What you will do: Search the data for "Assert" and copy every matching line.
Content starts
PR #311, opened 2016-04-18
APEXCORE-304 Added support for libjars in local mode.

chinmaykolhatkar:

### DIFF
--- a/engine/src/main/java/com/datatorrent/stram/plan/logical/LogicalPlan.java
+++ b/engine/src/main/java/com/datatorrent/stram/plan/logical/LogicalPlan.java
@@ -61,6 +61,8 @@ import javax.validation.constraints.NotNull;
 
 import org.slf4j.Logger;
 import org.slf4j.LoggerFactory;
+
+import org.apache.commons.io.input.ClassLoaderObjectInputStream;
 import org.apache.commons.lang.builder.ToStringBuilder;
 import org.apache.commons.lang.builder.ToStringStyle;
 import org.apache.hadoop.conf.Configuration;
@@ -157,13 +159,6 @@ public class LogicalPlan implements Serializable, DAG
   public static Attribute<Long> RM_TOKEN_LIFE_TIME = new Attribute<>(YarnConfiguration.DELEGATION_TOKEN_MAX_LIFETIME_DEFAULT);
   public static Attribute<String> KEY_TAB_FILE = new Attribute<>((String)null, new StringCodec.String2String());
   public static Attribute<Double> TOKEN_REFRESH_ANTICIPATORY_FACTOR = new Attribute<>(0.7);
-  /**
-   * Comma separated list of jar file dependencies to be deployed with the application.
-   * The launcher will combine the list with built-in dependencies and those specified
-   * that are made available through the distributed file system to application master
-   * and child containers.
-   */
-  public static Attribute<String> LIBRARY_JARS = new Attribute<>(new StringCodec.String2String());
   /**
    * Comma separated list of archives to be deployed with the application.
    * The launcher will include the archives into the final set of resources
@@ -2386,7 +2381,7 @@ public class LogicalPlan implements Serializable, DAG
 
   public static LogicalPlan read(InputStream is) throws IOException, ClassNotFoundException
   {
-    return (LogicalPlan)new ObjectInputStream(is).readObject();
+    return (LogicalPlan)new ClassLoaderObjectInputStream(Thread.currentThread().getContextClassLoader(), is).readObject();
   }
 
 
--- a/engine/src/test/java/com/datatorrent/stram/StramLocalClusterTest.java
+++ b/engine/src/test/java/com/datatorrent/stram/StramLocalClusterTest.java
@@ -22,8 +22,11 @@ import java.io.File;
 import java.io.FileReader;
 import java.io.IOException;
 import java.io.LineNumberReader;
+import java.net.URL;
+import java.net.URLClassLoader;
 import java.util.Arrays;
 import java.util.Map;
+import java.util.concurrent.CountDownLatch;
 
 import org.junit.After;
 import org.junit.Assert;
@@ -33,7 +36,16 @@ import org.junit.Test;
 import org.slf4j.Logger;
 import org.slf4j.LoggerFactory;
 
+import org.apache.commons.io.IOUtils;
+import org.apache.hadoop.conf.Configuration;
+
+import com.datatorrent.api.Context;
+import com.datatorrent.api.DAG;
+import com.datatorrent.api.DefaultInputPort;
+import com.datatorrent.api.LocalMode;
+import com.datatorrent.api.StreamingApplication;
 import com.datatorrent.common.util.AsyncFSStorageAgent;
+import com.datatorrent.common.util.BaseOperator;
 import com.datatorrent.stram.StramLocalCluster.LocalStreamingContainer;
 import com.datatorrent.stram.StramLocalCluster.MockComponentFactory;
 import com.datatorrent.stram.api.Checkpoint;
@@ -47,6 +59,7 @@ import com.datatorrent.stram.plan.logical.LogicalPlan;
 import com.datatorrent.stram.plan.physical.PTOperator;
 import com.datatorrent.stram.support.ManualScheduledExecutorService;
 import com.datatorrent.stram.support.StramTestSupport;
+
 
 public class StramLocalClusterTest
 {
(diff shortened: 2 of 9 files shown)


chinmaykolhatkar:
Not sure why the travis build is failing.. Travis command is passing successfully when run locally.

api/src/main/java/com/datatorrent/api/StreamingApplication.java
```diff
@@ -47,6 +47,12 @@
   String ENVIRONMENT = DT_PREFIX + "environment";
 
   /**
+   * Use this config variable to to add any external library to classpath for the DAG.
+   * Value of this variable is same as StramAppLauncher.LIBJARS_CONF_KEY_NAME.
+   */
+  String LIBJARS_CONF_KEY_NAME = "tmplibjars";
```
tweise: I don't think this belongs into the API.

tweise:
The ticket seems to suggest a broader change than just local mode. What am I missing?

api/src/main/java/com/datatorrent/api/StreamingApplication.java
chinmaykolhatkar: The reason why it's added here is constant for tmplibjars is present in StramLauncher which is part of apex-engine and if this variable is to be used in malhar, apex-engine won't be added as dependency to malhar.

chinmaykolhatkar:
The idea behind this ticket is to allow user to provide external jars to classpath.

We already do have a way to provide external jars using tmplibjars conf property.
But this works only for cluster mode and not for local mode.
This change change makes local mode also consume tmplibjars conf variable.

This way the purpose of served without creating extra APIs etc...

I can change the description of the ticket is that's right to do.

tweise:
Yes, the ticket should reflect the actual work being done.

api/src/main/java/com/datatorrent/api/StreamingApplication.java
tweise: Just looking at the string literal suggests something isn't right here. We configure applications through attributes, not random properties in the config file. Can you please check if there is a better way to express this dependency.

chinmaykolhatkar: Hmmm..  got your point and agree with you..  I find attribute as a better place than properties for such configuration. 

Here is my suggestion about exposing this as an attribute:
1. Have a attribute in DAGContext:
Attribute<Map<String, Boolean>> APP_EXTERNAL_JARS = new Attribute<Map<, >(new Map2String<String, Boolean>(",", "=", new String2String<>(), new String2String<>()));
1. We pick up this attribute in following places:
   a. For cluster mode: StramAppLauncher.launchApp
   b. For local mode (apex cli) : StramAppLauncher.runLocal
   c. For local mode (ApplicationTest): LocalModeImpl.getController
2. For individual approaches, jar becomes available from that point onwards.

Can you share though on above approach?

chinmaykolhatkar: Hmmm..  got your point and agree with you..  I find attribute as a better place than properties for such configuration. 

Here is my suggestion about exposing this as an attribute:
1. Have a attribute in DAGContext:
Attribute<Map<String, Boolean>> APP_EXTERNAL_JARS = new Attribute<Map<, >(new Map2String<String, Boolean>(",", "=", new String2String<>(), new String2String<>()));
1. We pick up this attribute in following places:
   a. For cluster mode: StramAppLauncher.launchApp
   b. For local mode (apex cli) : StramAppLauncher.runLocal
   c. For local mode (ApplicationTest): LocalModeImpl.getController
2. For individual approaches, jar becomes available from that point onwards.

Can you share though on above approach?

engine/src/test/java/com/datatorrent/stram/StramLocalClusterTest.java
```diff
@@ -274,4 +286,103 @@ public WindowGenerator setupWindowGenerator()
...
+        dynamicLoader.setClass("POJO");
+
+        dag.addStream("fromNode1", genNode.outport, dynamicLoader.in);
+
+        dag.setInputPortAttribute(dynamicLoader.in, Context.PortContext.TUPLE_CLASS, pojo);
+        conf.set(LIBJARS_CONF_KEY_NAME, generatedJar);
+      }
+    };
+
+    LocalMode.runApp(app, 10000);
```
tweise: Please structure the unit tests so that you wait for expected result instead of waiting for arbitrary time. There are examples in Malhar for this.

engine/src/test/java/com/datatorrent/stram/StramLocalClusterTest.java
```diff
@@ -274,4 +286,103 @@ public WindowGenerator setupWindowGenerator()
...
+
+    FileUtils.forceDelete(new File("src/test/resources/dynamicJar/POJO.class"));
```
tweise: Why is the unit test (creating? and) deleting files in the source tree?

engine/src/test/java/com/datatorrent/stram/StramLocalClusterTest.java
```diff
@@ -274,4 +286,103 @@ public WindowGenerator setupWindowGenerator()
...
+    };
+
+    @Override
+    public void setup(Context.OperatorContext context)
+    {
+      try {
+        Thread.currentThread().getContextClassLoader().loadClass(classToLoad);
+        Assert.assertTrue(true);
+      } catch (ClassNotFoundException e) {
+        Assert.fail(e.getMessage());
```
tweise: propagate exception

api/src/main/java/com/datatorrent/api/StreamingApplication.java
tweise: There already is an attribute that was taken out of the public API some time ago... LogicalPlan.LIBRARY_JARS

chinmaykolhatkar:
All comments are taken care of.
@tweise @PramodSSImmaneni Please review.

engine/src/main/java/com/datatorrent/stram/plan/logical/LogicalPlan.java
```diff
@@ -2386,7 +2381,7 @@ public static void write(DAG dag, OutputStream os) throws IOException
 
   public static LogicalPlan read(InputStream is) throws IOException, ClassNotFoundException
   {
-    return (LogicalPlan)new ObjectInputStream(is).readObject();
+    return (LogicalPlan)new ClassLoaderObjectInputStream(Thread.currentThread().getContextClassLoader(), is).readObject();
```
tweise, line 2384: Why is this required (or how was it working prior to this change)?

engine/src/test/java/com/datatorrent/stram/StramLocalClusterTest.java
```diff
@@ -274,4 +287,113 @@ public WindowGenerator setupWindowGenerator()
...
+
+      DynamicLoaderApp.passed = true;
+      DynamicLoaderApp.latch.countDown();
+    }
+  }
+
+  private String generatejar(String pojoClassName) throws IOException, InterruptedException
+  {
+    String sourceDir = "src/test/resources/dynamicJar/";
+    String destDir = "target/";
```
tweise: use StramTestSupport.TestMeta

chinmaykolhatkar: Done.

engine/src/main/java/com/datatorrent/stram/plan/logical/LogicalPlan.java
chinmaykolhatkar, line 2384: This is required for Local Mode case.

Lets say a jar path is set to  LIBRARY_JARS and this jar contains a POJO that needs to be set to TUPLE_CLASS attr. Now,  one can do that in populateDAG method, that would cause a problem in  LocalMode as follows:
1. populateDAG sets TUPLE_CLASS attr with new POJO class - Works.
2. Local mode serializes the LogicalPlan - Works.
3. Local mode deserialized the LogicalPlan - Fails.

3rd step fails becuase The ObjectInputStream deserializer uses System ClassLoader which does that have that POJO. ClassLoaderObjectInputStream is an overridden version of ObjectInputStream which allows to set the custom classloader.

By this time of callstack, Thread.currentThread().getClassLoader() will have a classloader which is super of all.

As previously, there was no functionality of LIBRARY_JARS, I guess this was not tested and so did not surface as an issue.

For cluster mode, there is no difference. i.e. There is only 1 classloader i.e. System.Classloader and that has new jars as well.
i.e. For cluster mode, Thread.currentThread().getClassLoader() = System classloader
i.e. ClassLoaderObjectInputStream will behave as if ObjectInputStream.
Content ends
Your solution:
 import org.junit.Assert;
+        Assert.assertTrue(true);
+        Assert.fail(e.getMessage());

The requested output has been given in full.